##### Input #####
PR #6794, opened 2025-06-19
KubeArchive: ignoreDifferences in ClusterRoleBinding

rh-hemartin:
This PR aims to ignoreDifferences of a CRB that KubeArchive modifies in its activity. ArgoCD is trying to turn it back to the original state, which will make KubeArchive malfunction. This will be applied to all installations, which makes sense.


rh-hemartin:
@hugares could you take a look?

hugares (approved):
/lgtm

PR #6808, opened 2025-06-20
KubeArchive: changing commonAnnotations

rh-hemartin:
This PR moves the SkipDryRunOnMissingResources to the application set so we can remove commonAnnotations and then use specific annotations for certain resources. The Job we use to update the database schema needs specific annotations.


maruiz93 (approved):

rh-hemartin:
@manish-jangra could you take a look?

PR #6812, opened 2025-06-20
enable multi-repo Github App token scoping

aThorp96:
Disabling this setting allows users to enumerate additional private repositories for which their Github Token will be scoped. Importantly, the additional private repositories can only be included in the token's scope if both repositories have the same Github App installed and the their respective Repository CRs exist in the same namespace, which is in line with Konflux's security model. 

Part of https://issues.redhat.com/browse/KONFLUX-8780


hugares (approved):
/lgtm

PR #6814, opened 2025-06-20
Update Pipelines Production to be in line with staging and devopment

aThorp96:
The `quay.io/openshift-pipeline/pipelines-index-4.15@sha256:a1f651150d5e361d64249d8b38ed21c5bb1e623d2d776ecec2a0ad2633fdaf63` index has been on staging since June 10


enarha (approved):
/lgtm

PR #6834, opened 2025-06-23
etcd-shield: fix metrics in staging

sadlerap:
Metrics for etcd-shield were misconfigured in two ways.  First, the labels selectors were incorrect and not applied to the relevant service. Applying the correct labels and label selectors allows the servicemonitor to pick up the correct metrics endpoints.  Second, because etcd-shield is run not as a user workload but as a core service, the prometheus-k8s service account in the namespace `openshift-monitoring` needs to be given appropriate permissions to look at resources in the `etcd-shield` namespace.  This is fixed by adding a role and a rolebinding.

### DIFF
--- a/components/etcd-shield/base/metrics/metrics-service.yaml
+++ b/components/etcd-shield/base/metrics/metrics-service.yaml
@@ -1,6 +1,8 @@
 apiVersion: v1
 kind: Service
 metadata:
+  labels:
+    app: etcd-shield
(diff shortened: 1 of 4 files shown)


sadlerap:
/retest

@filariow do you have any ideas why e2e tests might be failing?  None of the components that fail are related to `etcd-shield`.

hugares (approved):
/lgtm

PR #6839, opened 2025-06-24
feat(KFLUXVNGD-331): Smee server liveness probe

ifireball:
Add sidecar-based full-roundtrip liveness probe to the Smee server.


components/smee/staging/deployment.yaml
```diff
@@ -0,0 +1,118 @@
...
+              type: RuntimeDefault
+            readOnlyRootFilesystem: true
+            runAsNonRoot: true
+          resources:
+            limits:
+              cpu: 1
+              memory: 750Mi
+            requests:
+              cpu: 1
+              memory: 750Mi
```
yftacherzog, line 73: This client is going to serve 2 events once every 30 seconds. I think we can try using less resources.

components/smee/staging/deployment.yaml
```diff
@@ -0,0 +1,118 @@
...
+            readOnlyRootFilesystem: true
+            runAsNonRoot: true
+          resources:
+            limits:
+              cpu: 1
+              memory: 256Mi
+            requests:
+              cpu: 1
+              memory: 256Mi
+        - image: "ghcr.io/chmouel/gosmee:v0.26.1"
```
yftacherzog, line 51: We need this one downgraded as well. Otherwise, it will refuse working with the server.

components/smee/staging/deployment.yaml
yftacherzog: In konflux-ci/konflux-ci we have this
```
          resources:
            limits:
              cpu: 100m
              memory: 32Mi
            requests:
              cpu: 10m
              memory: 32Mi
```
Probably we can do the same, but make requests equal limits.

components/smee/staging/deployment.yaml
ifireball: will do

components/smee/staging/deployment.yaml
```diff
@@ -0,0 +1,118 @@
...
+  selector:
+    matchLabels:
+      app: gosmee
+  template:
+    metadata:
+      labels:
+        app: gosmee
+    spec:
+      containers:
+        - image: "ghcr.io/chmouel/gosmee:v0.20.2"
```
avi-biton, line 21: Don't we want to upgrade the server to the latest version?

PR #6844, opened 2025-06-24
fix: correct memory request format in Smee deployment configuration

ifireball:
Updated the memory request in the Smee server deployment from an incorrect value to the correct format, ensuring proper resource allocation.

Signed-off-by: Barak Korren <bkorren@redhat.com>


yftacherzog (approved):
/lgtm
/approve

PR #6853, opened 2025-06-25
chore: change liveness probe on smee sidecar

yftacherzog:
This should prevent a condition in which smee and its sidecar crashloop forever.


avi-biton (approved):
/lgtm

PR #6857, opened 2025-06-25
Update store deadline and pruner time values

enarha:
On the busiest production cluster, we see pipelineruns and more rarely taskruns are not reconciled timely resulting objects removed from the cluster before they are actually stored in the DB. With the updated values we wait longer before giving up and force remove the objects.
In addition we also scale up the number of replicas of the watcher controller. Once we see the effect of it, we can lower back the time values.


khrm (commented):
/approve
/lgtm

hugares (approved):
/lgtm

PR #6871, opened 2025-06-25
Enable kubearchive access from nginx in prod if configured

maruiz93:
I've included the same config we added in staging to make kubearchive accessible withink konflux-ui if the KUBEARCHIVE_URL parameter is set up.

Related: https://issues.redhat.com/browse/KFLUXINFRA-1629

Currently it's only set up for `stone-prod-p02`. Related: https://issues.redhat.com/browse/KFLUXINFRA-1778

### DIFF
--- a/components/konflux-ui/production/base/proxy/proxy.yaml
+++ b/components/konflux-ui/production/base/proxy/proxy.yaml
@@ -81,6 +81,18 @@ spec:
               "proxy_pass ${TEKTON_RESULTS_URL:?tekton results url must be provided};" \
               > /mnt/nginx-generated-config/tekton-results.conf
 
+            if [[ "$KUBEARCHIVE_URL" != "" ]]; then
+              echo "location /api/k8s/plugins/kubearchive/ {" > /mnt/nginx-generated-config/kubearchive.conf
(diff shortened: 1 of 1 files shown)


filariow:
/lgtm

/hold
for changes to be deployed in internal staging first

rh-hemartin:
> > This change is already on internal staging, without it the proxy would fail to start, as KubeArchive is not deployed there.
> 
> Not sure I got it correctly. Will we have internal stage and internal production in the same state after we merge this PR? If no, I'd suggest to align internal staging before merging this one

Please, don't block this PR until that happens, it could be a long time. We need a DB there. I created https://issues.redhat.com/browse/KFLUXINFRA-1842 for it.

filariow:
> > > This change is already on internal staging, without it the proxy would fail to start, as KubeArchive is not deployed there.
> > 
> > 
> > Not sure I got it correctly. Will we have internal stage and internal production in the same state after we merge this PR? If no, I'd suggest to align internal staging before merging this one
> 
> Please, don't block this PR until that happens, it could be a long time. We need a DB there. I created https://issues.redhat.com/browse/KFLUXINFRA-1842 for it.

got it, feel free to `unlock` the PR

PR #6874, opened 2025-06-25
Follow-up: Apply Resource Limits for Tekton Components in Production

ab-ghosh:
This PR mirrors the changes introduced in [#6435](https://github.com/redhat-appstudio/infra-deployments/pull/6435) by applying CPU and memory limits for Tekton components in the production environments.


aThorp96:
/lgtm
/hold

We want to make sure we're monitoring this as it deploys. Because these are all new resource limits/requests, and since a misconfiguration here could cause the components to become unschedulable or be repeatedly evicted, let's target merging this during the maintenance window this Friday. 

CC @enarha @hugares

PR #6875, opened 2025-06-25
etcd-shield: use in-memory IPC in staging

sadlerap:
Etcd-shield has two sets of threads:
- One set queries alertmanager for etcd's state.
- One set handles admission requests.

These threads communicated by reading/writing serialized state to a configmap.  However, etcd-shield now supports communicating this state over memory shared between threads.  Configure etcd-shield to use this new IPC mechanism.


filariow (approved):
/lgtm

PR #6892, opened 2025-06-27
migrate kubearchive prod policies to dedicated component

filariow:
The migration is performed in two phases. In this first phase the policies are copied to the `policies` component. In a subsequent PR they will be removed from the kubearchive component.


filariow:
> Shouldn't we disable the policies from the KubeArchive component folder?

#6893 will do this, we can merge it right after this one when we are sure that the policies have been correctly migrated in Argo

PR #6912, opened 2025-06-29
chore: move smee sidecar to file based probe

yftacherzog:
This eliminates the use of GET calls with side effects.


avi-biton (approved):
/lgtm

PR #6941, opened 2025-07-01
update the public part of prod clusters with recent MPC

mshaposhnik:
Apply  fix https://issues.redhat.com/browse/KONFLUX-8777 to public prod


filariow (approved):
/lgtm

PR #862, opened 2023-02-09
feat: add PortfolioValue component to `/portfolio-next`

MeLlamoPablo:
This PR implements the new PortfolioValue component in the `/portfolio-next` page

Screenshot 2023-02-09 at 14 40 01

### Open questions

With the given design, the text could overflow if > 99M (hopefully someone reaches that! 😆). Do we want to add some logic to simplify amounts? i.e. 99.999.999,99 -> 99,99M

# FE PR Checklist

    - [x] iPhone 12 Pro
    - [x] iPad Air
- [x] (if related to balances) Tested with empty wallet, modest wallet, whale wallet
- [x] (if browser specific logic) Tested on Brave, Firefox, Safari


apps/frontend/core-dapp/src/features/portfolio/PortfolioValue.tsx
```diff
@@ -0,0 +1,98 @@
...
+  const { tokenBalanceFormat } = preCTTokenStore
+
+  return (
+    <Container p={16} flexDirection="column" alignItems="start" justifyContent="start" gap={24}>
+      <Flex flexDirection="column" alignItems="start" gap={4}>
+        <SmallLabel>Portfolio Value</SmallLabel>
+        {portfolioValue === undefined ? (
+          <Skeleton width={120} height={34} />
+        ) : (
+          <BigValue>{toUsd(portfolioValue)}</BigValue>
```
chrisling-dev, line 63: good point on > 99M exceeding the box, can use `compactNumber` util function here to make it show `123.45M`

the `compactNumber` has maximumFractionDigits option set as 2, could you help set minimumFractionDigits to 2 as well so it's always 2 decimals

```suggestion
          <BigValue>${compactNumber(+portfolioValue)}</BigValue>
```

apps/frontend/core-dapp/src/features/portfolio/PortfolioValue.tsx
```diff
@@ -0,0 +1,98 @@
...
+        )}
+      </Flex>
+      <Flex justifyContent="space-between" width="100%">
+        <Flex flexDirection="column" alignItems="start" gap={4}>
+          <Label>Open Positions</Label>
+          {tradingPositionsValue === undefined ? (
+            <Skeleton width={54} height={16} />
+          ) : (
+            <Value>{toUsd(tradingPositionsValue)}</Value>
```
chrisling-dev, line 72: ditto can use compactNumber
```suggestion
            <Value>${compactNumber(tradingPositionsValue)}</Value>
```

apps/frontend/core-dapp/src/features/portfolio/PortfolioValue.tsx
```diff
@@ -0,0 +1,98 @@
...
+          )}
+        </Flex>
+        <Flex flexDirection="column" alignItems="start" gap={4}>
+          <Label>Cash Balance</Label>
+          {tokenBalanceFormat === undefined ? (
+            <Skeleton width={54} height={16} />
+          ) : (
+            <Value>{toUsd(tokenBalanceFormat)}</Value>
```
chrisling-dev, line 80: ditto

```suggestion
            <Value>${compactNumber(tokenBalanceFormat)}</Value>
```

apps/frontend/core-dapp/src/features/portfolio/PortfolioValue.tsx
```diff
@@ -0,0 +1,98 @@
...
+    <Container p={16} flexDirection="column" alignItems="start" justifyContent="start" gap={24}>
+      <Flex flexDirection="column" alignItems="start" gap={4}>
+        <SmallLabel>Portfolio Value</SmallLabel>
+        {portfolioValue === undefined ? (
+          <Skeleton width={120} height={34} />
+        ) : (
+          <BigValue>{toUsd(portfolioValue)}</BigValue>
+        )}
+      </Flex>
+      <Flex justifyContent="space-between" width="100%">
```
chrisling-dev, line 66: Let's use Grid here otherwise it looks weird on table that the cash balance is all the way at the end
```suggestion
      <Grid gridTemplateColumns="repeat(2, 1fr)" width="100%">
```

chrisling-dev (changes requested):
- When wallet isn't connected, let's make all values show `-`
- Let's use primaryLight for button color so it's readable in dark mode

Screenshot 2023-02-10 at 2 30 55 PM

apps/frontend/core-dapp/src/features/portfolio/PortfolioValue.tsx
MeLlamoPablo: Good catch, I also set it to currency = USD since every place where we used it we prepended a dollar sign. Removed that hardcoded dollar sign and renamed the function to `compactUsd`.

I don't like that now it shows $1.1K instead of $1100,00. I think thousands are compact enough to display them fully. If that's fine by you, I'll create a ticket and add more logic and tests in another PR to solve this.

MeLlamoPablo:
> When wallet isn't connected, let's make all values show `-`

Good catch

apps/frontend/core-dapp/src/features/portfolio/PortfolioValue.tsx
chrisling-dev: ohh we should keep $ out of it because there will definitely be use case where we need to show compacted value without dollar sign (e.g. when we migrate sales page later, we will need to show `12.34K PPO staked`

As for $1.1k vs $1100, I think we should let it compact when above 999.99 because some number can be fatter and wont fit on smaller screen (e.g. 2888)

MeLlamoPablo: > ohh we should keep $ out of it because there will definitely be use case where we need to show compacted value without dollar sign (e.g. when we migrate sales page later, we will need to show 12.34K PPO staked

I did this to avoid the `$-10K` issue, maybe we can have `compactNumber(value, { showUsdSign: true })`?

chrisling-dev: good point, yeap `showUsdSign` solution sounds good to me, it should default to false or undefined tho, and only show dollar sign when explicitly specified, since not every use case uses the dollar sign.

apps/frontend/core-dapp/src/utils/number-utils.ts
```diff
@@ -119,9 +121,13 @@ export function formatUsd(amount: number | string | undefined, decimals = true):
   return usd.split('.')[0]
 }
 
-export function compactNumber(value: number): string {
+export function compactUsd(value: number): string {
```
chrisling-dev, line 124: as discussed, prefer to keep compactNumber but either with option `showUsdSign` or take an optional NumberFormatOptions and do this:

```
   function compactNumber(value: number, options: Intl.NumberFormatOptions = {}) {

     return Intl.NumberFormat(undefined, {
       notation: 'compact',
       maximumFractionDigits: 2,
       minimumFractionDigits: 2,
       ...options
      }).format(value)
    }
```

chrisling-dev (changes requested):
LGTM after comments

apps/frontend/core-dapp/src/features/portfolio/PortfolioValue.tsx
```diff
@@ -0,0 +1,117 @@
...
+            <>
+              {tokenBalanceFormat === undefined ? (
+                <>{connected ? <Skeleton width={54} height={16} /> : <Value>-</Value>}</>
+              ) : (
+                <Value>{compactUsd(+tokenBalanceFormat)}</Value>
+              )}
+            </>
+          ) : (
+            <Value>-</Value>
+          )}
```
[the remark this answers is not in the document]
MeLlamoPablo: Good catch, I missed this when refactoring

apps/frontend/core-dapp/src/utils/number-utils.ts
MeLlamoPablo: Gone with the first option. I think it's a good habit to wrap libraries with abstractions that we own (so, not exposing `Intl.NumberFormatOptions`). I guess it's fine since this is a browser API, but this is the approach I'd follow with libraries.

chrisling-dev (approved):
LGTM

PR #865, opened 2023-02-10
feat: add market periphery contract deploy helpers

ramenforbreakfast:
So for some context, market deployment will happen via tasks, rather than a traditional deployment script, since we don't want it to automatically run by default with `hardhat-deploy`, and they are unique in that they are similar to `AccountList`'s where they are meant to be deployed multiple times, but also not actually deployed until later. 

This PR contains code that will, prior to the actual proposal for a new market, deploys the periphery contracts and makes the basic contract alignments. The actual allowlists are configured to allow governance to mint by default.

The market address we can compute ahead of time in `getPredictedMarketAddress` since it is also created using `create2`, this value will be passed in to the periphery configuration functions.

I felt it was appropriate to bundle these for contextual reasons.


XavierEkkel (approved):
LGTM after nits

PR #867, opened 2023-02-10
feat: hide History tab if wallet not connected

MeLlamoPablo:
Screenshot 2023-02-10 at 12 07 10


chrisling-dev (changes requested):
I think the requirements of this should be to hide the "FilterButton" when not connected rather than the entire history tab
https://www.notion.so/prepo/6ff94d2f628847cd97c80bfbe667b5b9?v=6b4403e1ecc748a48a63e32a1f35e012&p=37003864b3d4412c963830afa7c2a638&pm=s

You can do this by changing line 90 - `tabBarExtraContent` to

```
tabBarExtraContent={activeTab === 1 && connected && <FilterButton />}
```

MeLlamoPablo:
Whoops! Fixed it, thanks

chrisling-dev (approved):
#####
Copy out precisely the lines from the line with "# FE PR Checklist" to the line with "chrisling-dev, line 63: good" in the material above, including those two lines and omitting all the rest.

__Answer space__:
# FE PR Checklist

    - [x] iPhone 12 Pro
    - [x] iPad Air
- [x] (if related to balances) Tested with empty wallet, modest wallet, whale wallet
- [x] (if browser specific logic) Tested on Brave, Firefox, Safari


apps/frontend/core-dapp/src/features/portfolio/PortfolioValue.tsx
```diff
@@ -0,0 +1,98 @@
...
+  const { tokenBalanceFormat } = preCTTokenStore
+
+  return (
+    <Container p={16} flexDirection="column" alignItems="start" justifyContent="start" gap={24}>
+      <Flex flexDirection="column" alignItems="start" gap={4}>
+        <SmallLabel>Portfolio Value</SmallLabel>
+        {portfolioValue === undefined ? (
+          <Skeleton width={120} height={34} />
+        ) : (
+          <BigValue>{toUsd(portfolioValue)}</BigValue>
```
chrisling-dev, line 63: good point on > 99M exceeding the box, can use `compactNumber` util function here to make it show `123.45M`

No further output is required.